Creator guide

How to Plan a Video Before Recording

A short plan can save a long recording session. When you decide what the video needs to say, show, and deliver before the camera or microphone is running, you are less likely to forget key shots or rebuild the story during editing.

Define one viewer and one useful outcome

Start by naming the person the video is for and the problem it will solve. A broad subject such as “better phone videos” is hard to record. “How a beginner can lock focus on an iPhone” gives you a clear viewer, action, and result. This approach works for long YouTube tutorials, Shorts, TikToks, Reels, and faceless explainers.

Write one sentence beginning, “By the end, the viewer will…” Use it to remove interesting details that do not serve the main outcome. Those details can become another video. A focused promise also helps you write an accurate title and opening without relying on exaggerated claims.

Practical example

For a video about desk lighting, the outcome might be: “By the end, a creator filming at night will know where to place one lamp to reduce hard shadows.”

Choose the format and practical limits

Decide where the video will be published, its approximate length, orientation, and production style. A horizontal YouTube tutorial may need chapters and screen detail. A vertical Reel needs fewer ideas, larger text, and actions that remain visible behind platform controls. A faceless video needs a source for every visual, narration line, and sound.

List the limits you already know: available location, people, equipment, permissions, deadline, and editing time. Design around them. A simple demonstration you can record clearly is usually more useful than an ambitious concept that depends on footage or access you do not have.

Build an outline before a full script

Arrange the video into a small sequence: hook, essential context, main steps or story beats, proof, summary, and next step. Give each beat a job. For short-form content, the same structure may fit into four lines: problem, action, demonstration, result.

Test the order by explaining it aloud from the outline. If you need to keep jumping backwards, rearrange the beats. Put information just before the viewer needs it. For tutorials, show each action in order.
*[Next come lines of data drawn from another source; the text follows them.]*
PR #13258, opened 2026-05-15
fix(sandbox): remove adapter-introduced noise from sandbox spans

anticorrelator:
## Summary

Sandbox-executed code evaluators previously leaked adapter mechanics into trace UI attributes: escape-heavy JSON strings produced by a `repr()`-of-JSON layer in the Python harness, raw stdout (mixing user `print()` calls with the harness's result line) on the `Sandbox` span's output attribute, and ANSI escape bytes anywhere the backend let them through. This PR confines all three to span metadata, leaving the user-facing input/output attributes as parsed, single-encoded values only.

Four coordinated changes deliver this:

- **Sentinel-fenced results.** The synthesized harness now prints its result between `===PHOENIX_RESULT_BEGIN===` / `===PHOENIX_RESULT_END===` line-anchored markers. The runner extracts the last complete pair; any user `print()` output, framework warnings, or stray markers are isolated to `metadata.stdout` rather than mixed into the parsed result.
- **`repr()`-based harness inputs (Python).** Inputs are embedded as a native `repr()` literal instead of the historical `json.dumps` → `repr()` → `json.loads` round-trip. Tracebacks that capture harness source no longer expose `\\"`-doubly-escaped strings to users.
- **Structured Sandbox/Parse-Eval span attribute contract.** Three paths are now distinct: happy-path emits the parsed JSON value with `mime_type="application/json"` on both spans; result-recovery failure carries `metadata.parse_error` and omits the output attribute (and a routing guard prevents `_coerce_output` from laundering malformed text into a categorical label); backend-execution failure skips the `Parse Eval Result` span entirely so `_make_error_result(...)` surfaces verbatim. Metadata writes are merged once per exit path.
- **Backend-boundary ANSI stripping.** A new `src/phoenix/server/sandbox/_text.py` helper extracts the regex from `deno_backend.py`. Every backend (deno, vercel, modal, daytona, e2b, wasm) now strips `stdout`, `stderr`, **and** `error` before constructing `ExecutionResult` — every consumer downstream of `ExecutionResult` sees clean text without needing to know the strip exists.

`ExecutionResult` schema, `EvaluationResult` shape, timeout ownership at `CodeEvaluatorRunner.evaluate`, and JSON-round-trip type preservation are all unchanged.

## Evaluator version provenance on the Sandbox span

The Sandbox span also gains an optional `metadata.code_evaluator_version_id` carrying the persisted version's GlobalID. This answers the "what *version* of the evaluator actually ran?" question directly from the trace, without leaving the Phoenix UI to correlate by evaluator name and timestamp.

**Asymmetric-by-design — the field's presence is itself the signal:**

| Path | `metadata.code_evaluator_version_id` |
|---|---|
| Stored evaluator (dataset experiment, `codeEvaluatorId` preview) | `Q29kZUV2YWx1YXRvclZlcnNpb246NDI=` — base64 GlobalID, decodes to `CodeEvaluatorVersion:42` |
| Inline preview (`inlineCodeEvaluator`) | *(key absent)* — no persisted version exists |

Presence means "this trace points at a stored version you can navigate to"; absence means "this trace came from an ephemeral inline preview." Encoding the inline case as the absent key (rather than `null` or a synthetic `"inline"` marker) keeps the asymmetry structural — a reader doesn't have to distinguish "field missing" from "field is the magic string for inline."

Touch points: optional `evaluator_version_id` parameter on `CodeEvaluatorRunner.__init__`; emit into `sandbox_metadata` only when non-None; threaded through the stored-evaluator preview path in `chat_mutations.py` and the dataset-experiment construction site in `evaluators.py` via `str(GlobalID("CodeEvaluatorVersion", str(code_version.id)))`. The inline-preview construction site at `chat_mutations.py:403` defaults to `None` implicitly.

The GlobalID round-trips through OTLP → Phoenix span storage → REST API verbatim. UI can decode and link it directly to the version detail page; that link is a downstream UI concern, but the data is now there.

## Span attribute shape (the four cases)

```
Happy path — fenced result + debug prints
└─ Sandbox: <name>                                    [TOOL  | OK]
     output.value  = <parsed dict>                    (application/json)
     metadata.stdout              = <debug prints, pre-fence>
     metadata.code_evaluator_version_id = <GlobalID>  (when stored evaluator;
                                                       absent for inline)
└─ Parse Eval Result                                  [CHAIN | OK]
     input.value   = <same parsed dict>               (application/json)

Scalar pass — bare label
└─ Sandbox: <name>                                    [TOOL  | OK]
     output.value  = "good"                           (text/plain)
└─ Parse Eval Result                                  [CHAIN | OK]
     input.value   = "good"                           (text/plain)

Missing fence — no sentinel markers found
└─ Sandbox: <name>                                    [TOOL  | ERROR]
     (no output.value attribute)
     metadata.parse_error = "no result markers found"
     metadata.stdout      = <full unfenced output>
└─ Parse Eval Result                                  [CHAIN | ERROR]
     input.value   = ""                               (text/plain; never coerced)

Backend-execution failure — timeout, error, exception
└─ Sandbox: <name>                                    [TOOL  | ERROR]
     (no output.value attribute)
     metadata.error = <backend error verbatim>
   (Parse Eval Result span deliberately NOT created)
```

## Test plan

- [x] 285 unit tests pass across `tests/unit/server/api/test_code_evaluator_runner.py`, `tests/unit/server/sandbox/`, `tests/unit/server/api/test_evaluators_timeout.py` — includes two new tests asserting `code_evaluator_version_id` lands when provided and is absent (not null, not synthetic) when omitted
- [x] `ruff check` clean on all touched files
- [x] `mypy --strict` clean on `evaluators.py` and `chat_mutations.py`
- [x] Live trace verification against a running Phoenix: happy + debug prints, scalar pass, missing-fence, backend-error all produce the span shape above
- [x] `metadata.code_evaluator_version_id` confirmed present on the stored-evaluator path (`Q29kZUV2YWx1YXRvclZlcnNpb246NDI=` → decodes to `CodeEvaluatorVersion:42`) and genuinely absent on the inline-preview path — round-trips through OTLP → Phoenix storage → REST API verbatim
- [ ] **Reviewer:** open a trace in the Phoenix UI and confirm the `metadata.*` fields (including `code_evaluator_version_id` on stored-evaluator traces) render cleanly in the Sandbox span detail panel


src/phoenix/server/api/mutations/chat_mutations.py
```diff
@@ -367,6 +368,12 @@ async def evaluator_previews(
                     sandbox_backend=sandbox_backend,
                     language=language,
                     timeout=sandbox_timeout,
+                    # Persisted version exists for stored evaluators — surface
+                    # the GlobalID on the Sandbox span as metadata so a trace
+                    # backlinks to the immutable source-of-record version.
```
mikeldking: shorten - lots of llm reasoning here.

src/phoenix/server/sandbox/types.py
```diff
@@ -327,14 +327,34 @@ class ModalConfig(BaseModel):
     )
 
 
+# ANSI CSI escape sequence regex. Centralized here because ANSI-cleanliness is
+# a class invariant of ``ExecutionResult`` (see ``__post_init__``) — every
+# consumer downstream (runner span attributes, error returns, log forwarders,
+# replay tooling) sees pre-stripped text without needing to know the strip
+# exists, and every backend author is structurally prevented from forgetting it.
```
mikeldking: can you re-write this like I'm dumb? I can't understand this

src/phoenix/server/sandbox/types.py
```diff
@@ -327,14 +327,34 @@ class ModalConfig(BaseModel):
...
+
 @dataclass
 class ExecutionResult:
-    """Result returned by a sandbox execution."""
+    """Result returned by a sandbox execution.
+
+    Invariant: ``stdout``, ``stderr``, and ``error`` are ANSI-stripped on
+    construction. Backends pass raw text; the strip happens here once so the
+    class invariant — "fields contain no ANSI escapes" — is structural rather
+    than maintained by convention at every call site.
```
mikeldking: also hard to understand - I would just nix

tests/unit/server/api/test_code_evaluator_runner.py
```diff
@@ -27,10 +27,20 @@
...
+    _PHOENIX_RESULT_BEGIN,
+    _PHOENIX_RESULT_END,
+    CodeEvaluatorRunner,
+)
 from phoenix.server.api.helpers.sandbox_redaction import SandboxSecretMasker
 from phoenix.server.sandbox.types import ExecutionResult
 
+
+def _fenced(payload: str) -> str:
+    """Wrap a stdout payload in the harness's sentinel markers."""
```
mikeldking: overly complex language - remove the word harness - feels overly complex language

tests/unit/server/api/test_code_evaluator_runner.py
```diff
@@ -521,7 +543,7 @@ async def test_typescript_polluted_stdout_extracts_sentinel_wrapped_result(
         )
 
         polluted = (
-            f"{_TYPESCRIPT_RESULT_BEGIN}0.5{_TYPESCRIPT_RESULT_END}\n"
+            f"{_TYPESCRIPT_RESULT_BEGIN}\n0.5\n{_TYPESCRIPT_RESULT_END}\n"
```
mikeldking, line 532: what's this 0.5 do?

mikeldking: oh this is a tesst

tests/unit/server/sandbox/test_modal_backend.py
```diff
@@ -235,3 +235,50 @@ async def test_client_construction_is_memoized_across_sandbox_creates() -> None:
     assert modal_mock.Client.from_credentials.aio.await_count == 1
     assert modal_mock.App.lookup.aio.await_count == 1
     assert modal_mock.Sandbox.create.aio.await_count == 2
+
+
+# ---------------------------------------------------------------------------
+# ANSI hygiene — D4: ExecutionResult.stdout/.stderr/.error are ANSI-stripped
+# ---------------------------------------------------------------------------
```
mikeldking: can we nix these? they look like lore comments - I have no idea what D4 is

tests/unit/server/sandbox/test_vercel_backend.py
```diff
@@ -413,3 +413,58 @@ def test_adapter_build_backend_fails_closed_on_missing_triple(adapter_cls_name:
     adapter = getattr(mod, adapter_cls_name)()
     with pytest.raises(ValueError, match="Vercel sandbox authentication is not configured"):
         adapter.build_backend({"VERCEL_TOKEN": "t"})
+
+
+# ---------------------------------------------------------------------------
+# ANSI hygiene — D4: ExecutionResult.stdout/.stderr/.error are ANSI-stripped
+# ---------------------------------------------------------------------------
```
mikeldking: Same, lots of lore comments - let's fix the setup so it doesn't output these

mikeldking (approved):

For stories, make the question and change easy to follow.

Practical example

A five-minute tutorial outline could be: show the finished result; name the three materials; demonstrate setup; explain one common mistake; compare before and after; recap the settings.

Turn the outline into words and visuals

Choose a full script when wording, timing, facts, or voiceover coordination matter. Use detailed bullet points for a conversational demonstration where the presenter needs room to react. In either case, read the plan aloud and replace formal phrases with simple spoken language.

Add a visual note beside every important point. Mark talking-head sections, screen recordings, close-ups, B-roll, graphics, captions, and moments where the viewer needs time to look. For faceless channels, this two-column plan prevents the narration from becoming a list of claims supported by unrelated stock footage.

  • Spoken line or talking point
  • Required shot or screen
  • On-screen text
  • Source, prop, or asset needed
  • Audio or transition note

Prepare a recording checklist

Gather props, charge batteries, clear storage, silence notifications, clean the lens, and check the background. Confirm permissions for locations, people, music, images, and third-party clips. Put scripts and shot lists where you can read them without blocking the recording setup.

Record a short test and review the actual file with headphones. Check framing, focus, exposure, microphone noise, screen readability, and caption-safe space. A visible audio meter does not prove that the sound is clean. Fixing a hum or hidden notification now is easier than discovering it after the full take.

Record for the edit you planned

Capture the main delivery in manageable sections and leave a brief pause between takes. Tick off each required shot, then record room tone, cutaways, close-ups, and a few seconds before and after each action. Do not rely on remembering missing footage later.

Before packing away, compare the files with the promise, outline, and shot list. Confirm that the result is visible and the key explanation is complete. Back up irreplaceable footage. The plan is allowed to change during recording, but note the change so the edit follows the version you actually captured.

Check your opening before the first take

Review the length, wording, and speaking time of the hook you plan to record.

Use the Video Hook Checker

Frequently asked questions

Do I need to script every video?

No. Use a full script when exact wording or timing matters, and structured bullet points when a natural demonstration or conversation is more important.

How detailed should a shot list be?

Include every shot needed to explain or prove the main points, plus practical details such as location, orientation, props, and audio.

Should I plan Shorts differently from YouTube videos?

Yes. Keep a Short to one focused outcome, plan for a vertical frame, and make each visual and sentence useful at a faster pace.

How can I plan a faceless video before recording?

Pair every narration beat with a specific visual and record where that asset will come from, including its licence or source when relevant.